PR #296, opened 2018-09-10
Withdraw from study

alxdarksage:
Adding methods to test.

### DIFF
--- a/src/test/java/org/sagebionetworks/bridge/sdk/integration/ConsentTest.java
+++ b/src/test/java/org/sagebionetworks/bridge/sdk/integration/ConsentTest.java
@@ -2,9 +2,12 @@ package org.sagebionetworks.bridge.sdk.integration;
 
 import static org.junit.Assert.assertEquals;
 import static org.junit.Assert.assertFalse;
+import static org.junit.Assert.assertNotNull;
+import static org.junit.Assert.assertNull;
 import static org.junit.Assert.assertTrue;
 import static org.junit.Assert.fail;
 
+import org.junit.Ignore;
 import org.junit.Test;
 import org.junit.experimental.categories.Category;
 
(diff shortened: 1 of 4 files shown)


src/test/java/org/sagebionetworks/bridge/sdk/integration/ConsentTest.java
```diff
@@ -329,17 +336,13 @@ public void canWithdrawFromAllConsentsInStudy() throws Exception {
             
             assertTrue(RestUtils.isUserConsented(session));
             
-            ParticipantsApi participantsApi = researchUser.getClient(ParticipantsApi.class);
             Withdrawal withdrawal = new Withdrawal().reason("I'm just a test user.");
-            
-            participantsApi.withdrawParticipantFromStudy(session.getId(), withdrawal).execute();
+            testUser.getClient(ForConsentedUsersApi.class).withdrawFromStudy(withdrawal).execute();
```
DwayneJengSage: This test previously tested the researcher withdraw API. Now it tests the user's withdraw API. Was this intentional?

DwayneJengSage: Test for researcher withdrawal was deleted. Both tests have the user withdrawing themselves.

DwayneJengSage (changes requested):

src/test/java/org/sagebionetworks/bridge/sdk/integration/ConsentTest.java
alxdarksage: Okay, updated the second test to withdraw the user through the participant API, not the user-facing API in both places.

DwayneJengSage (approved):

PR #297, opened 2018-09-10
Researcher Backfill Notifications API

DwayneJengSage:
See https://github.com/Sage-Bionetworks/BridgePF/pull/1775


alxdarksage (approved):
Approved, a shorter method name would be nice if you can come up with one you like.

PR #261, opened 2023-11-21
Show hash-to-sign when using the sign_later transaction signature option

jjambazov-bc:
In delegated signing contexts it is useful to see the SHA256 hash of the unsigned transaction when using the `sign-later` transaction signature option.


frol (approved):

frol:
@jjambazov-bc Thank you for the PR!

PR #269, opened 2023-12-02
feat: Added the ability to select access keys to remove from the list of public keys

### LINKED ISSUE #267: Enhanced key management
At the moment the function
`$ near account list-keys <account> network-config mainnet now`
displays the keys of the account in an order, presumably, from the newest to the oldest. It would be good to be able to specify listing of full access keys only or highlight somehow these keys. It is important for keeping the clean setup of all keys within an account. Similar issue is with function call keys with infinite allowance.

Besides that it would be nice to be able to manage the keys straight away from the table that is an output of the call. Ideally, a user can navigate the keys using arrows and able to delete them with one key press. The flow should allow for multiple key deletions.

At the moment the cleanup of the keys associated with the account requires periodic display of the key list and manual copying of the keys and deleting them one by one.

FroVolod:
Resolves #267

### DIFF
--- a/src/commands/account/delete_key/mod.rs
+++ b/src/commands/account/delete_key/mod.rs
@@ -1,79 +1,36 @@
+mod public_keys_to_delete;
+
 #[derive(Debug, Clone, interactive_clap::InteractiveClap)]
 #[interactive_clap(input_context = crate::GlobalContext)]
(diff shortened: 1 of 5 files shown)


FroVolod:
Screenshot 2023-12-03 at 11 43 29

frol (approved):

PR #272, opened 2023-12-05
feat: Removed the need for an additional network selection step if there is only one network

### LINKED ISSUE #268: Add a setting to fix a network
At the moment, every time when a user is interacting with near cli rs, he needs to specify a network where he's operating. It would be good to have a config to firmly set a network to use.
Even the deletion of the default `testnet` network (which brings us to the list of a single mainnet network) is not removing the need of an additional step of choosing the network, which should be the case.

FroVolod:
Resolves #268


src/commands/account/delete_account/mod.rs
```diff
@@ -152,7 +152,14 @@ impl BeneficiaryAccount {
...
                 .is_none()
                 {
-                    eprintln!("\nHeads up! You will lose remaining NEAR tokens on the account you delete if you specify the account <{account_id}> as the beneficiary as it does not exist.");
+                    let networks: Vec<String> = context
+                        .global_context
+                        .config
+                        .network_connection
+                        .iter()
+                        .map(|(_, network_config)| network_config.network_name.clone())
+                        .collect();
```
frol, line 161: Make it a method on `config`, so you can just call it like:

```
global_context.config.network_names()
```

Use it in every place where you currently copied this code manually.

src/commands/account/delete_key/public_keys_to_delete.rs
```diff
@@ -111,6 +111,21 @@ impl PublicKeyList {
...
+        if access_key_list.is_empty() {
+            let networks: Vec<String> = context
+                .global_context
+                .config
+                .network_connection
+                .iter()
+                .map(|(_, network_config)| network_config.network_name.clone())
+                .collect();
+            return color_eyre::eyre::Result::Err(color_eyre::eyre::eyre!(
+                "Access keys for <{}> on [{}] networks were not found",
```
frol, line 123:
```suggestion
                "Access keys for <{}> were not found on [{}] network(s)",
```

frol (changes requested):

src/common.rs
```diff
@@ -1303,7 +1309,9 @@ fn path_directories() -> Vec<std::path::PathBuf> {
 pub fn get_delegated_validator_list_from_mainnet(
     network_connection: &linked_hash_map::LinkedHashMap<String, crate::config::NetworkConfig>,
 ) -> color_eyre::eyre::Result<std::collections::BTreeSet<near_primitives::types::AccountId>> {
-    let network_config = network_connection.get("mainnet").expect("Internal error!");
+    let network_config = network_connection
+        .get("mainnet")
+        .expect("There is no 'mainnet' network in your configuration.");
```
frol, line 1314: Let's use `wrap_err()?` instead of expect

src/common.rs
```diff
@@ -1794,6 +1802,15 @@ pub fn input_network_name(
     config: &crate::config::Config,
     account_ids: &[near_primitives::types::AccountId],
 ) -> color_eyre::eyre::Result<Option<String>> {
+    if config.network_connection.keys().len() == 1 {
```
frol, line 1805:
```suggestion
    if config.network_connection.len() == 1 {
```

frol (changes requested):

src/common.rs
FroVolod: Done

frol (dismissed):

frol (approved):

▶ WHAT NEEDS TO BE DONE: From the records above, count the lines in which the string "session" is found, and answer with the number alone.

▶ ANSWER SPACE: 2